PR #466, opened 2020-12-13
Remove unnecessary methods from *Both and *Either hierarchy

sideeffffect:
Somewhat related to https://github.com/zio/zio-prelude/issues/372#issuecomment-742935796

### DIFF
--- a/core/shared/src/main/scala/zio/prelude/IdentityEither.scala
+++ b/core/shared/src/main/scala/zio/prelude/IdentityEither.scala
@@ -63,10 +63,11 @@ object IdentityEither extends LawfulF.Invariant[DeriveEqualIdentityEitherInvaria
 
 trait IdentityEitherSyntax {
 
-  implicit class IdentityEitherAnyOps[A](nothing: => Nothing) {
+  implicit class IdentityEitherAnyOps(a: Any) {
 
-    def fail[F[-_]](implicit either: IdentityEither[F], contravariant: Contravariant[F]): F[A] =
-      contravariant.contramap[Nothing, A](_ => nothing)(either.none)
+    /** Ignores its argument and returns a "failed" `F` */
+    def fail[F[_]](implicit either: IdentityEither[F]): F[Nothing] =
+      either.none
   }
 
 }
--- a/core/shared/src/main/scala/zio/prelude/IdentityEither.scala
+++ b/core/shared/src/main/scala/zio/prelude/IdentityEither.scala
@@ -63,45 +63,10 @@ object IdentityEither extends LawfulF.Invariant[DeriveEqualIdentityEitherInvaria
 
 trait IdentityEitherSyntax {
 
-  /**
-   * Provides infix syntax for identity operations for invariant types.
-   */
-  implicit class IdentityEitherOps[F[_], A](fa: => F[A]) {
+  implicit class IdentityEitherAnyOps[A](nothing: => Nothing) {
 
-    /**
-     * Combines two values of types `F[A]` and `F[B]` to produce an
-     * `F[Either[A, B]]`.
-     */
-    def orElseEitherIdentity[B](fb: => F[B])(implicit either: IdentityEither[F]): F[Either[A, B]] =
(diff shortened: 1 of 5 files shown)


core/shared/src/main/scala/zio/prelude/IdentityEither.scala
```diff
@@ -63,45 +63,10 @@ object IdentityEither extends LawfulF.Invariant[DeriveEqualIdentityEitherInvaria
...
-  implicit class IdentityEitherOps[F[_], A](fa: => F[A]) {
+  implicit class IdentityEitherAnyOps[A](nothing: => Nothing) {
 
-    /**
-     * Combines two values of types `F[A]` and `F[B]` to produce an
-     * `F[Either[A, B]]`.
-     */
-    def orElseEitherIdentity[B](fb: => F[B])(implicit either: IdentityEither[F]): F[Either[A, B]] =
-      either.either(fa, fb)
+    def fail[F[-_]](implicit either: IdentityEither[F], contravariant: Contravariant[F]): F[A] =
```
sideeffffect, line 68: Since we have `succeed` for `IdentityBoth`, I was thinking, whether we could have something analogous for `IdentityEither`.
Do you thing it's meaningful to have this?

jdegoes: `IdentityBoth` has "succeed", while `IdentityEither` has "fail".

jdegoes: I would add two methods, fail and (xyz)map + fail, and not just on contravariant but also covariant and divariant.

adamgfraser (changes requested):
Nice cleanup! Looks good other than revising the implicit syntax.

(Try it):
Every record above is to be transcribed exactly.

(Solution for this problem):
PR #466, opened 2020-12-13
Remove unnecessary methods from *Both and *Either hierarchy

sideeffffect:
Somewhat related to https://github.com/zio/zio-prelude/issues/372#issuecomment-742935796

### DIFF
--- a/core/shared/src/main/scala/zio/prelude/IdentityEither.scala
+++ b/core/shared/src/main/scala/zio/prelude/IdentityEither.scala
@@ -63,10 +63,11 @@ object IdentityEither extends LawfulF.Invariant[DeriveEqualIdentityEitherInvaria
 
 trait IdentityEitherSyntax {
 
-  implicit class IdentityEitherAnyOps[A](nothing: => Nothing) {
+  implicit class IdentityEitherAnyOps(a: Any) {
 
-    def fail[F[-_]](implicit either: IdentityEither[F], contravariant: Contravariant[F]): F[A] =
-      contravariant.contramap[Nothing, A](_ => nothing)(either.none)
+    /** Ignores its argument and returns a "failed" `F` */
+    def fail[F[_]](implicit either: IdentityEither[F]): F[Nothing] =
+      either.none
   }
 
 }
--- a/core/shared/src/main/scala/zio/prelude/IdentityEither.scala
+++ b/core/shared/src/main/scala/zio/prelude/IdentityEither.scala
@@ -63,45 +63,10 @@ object IdentityEither extends LawfulF.Invariant[DeriveEqualIdentityEitherInvaria
 
 trait IdentityEitherSyntax {
 
-  /**
-   * Provides infix syntax for identity operations for invariant types.
-   */
-  implicit class IdentityEitherOps[F[_], A](fa: => F[A]) {
+  implicit class IdentityEitherAnyOps[A](nothing: => Nothing) {
 
-    /**
-     * Combines two values of types `F[A]` and `F[B]` to produce an
-     * `F[Either[A, B]]`.
-     */
-    def orElseEitherIdentity[B](fb: => F[B])(implicit either: IdentityEither[F]): F[Either[A, B]] =
(diff shortened: 1 of 5 files shown)


core/shared/src/main/scala/zio/prelude/IdentityEither.scala
```diff
@@ -63,45 +63,10 @@ object IdentityEither extends LawfulF.Invariant[DeriveEqualIdentityEitherInvaria
...
-  implicit class IdentityEitherOps[F[_], A](fa: => F[A]) {
+  implicit class IdentityEitherAnyOps[A](nothing: => Nothing) {
 
-    /**
-     * Combines two values of types `F[A]` and `F[B]` to produce an
-     * `F[Either[A, B]]`.
-     */
-    def orElseEitherIdentity[B](fb: => F[B])(implicit either: IdentityEither[F]): F[Either[A, B]] =
-      either.either(fa, fb)
+    def fail[F[-_]](implicit either: IdentityEither[F], contravariant: Contravariant[F]): F[A] =
```
sideeffffect, line 68: Since we have `succeed` for `IdentityBoth`, I was thinking, whether we could have something analogous for `IdentityEither`.
Do you thing it's meaningful to have this?

jdegoes: `IdentityBoth` has "succeed", while `IdentityEither` has "fail".

jdegoes: I would add two methods, fail and (xyz)map + fail, and not just on contravariant but also covariant and divariant.

adamgfraser (changes requested):
Nice cleanup! Looks good other than revising the implicit syntax.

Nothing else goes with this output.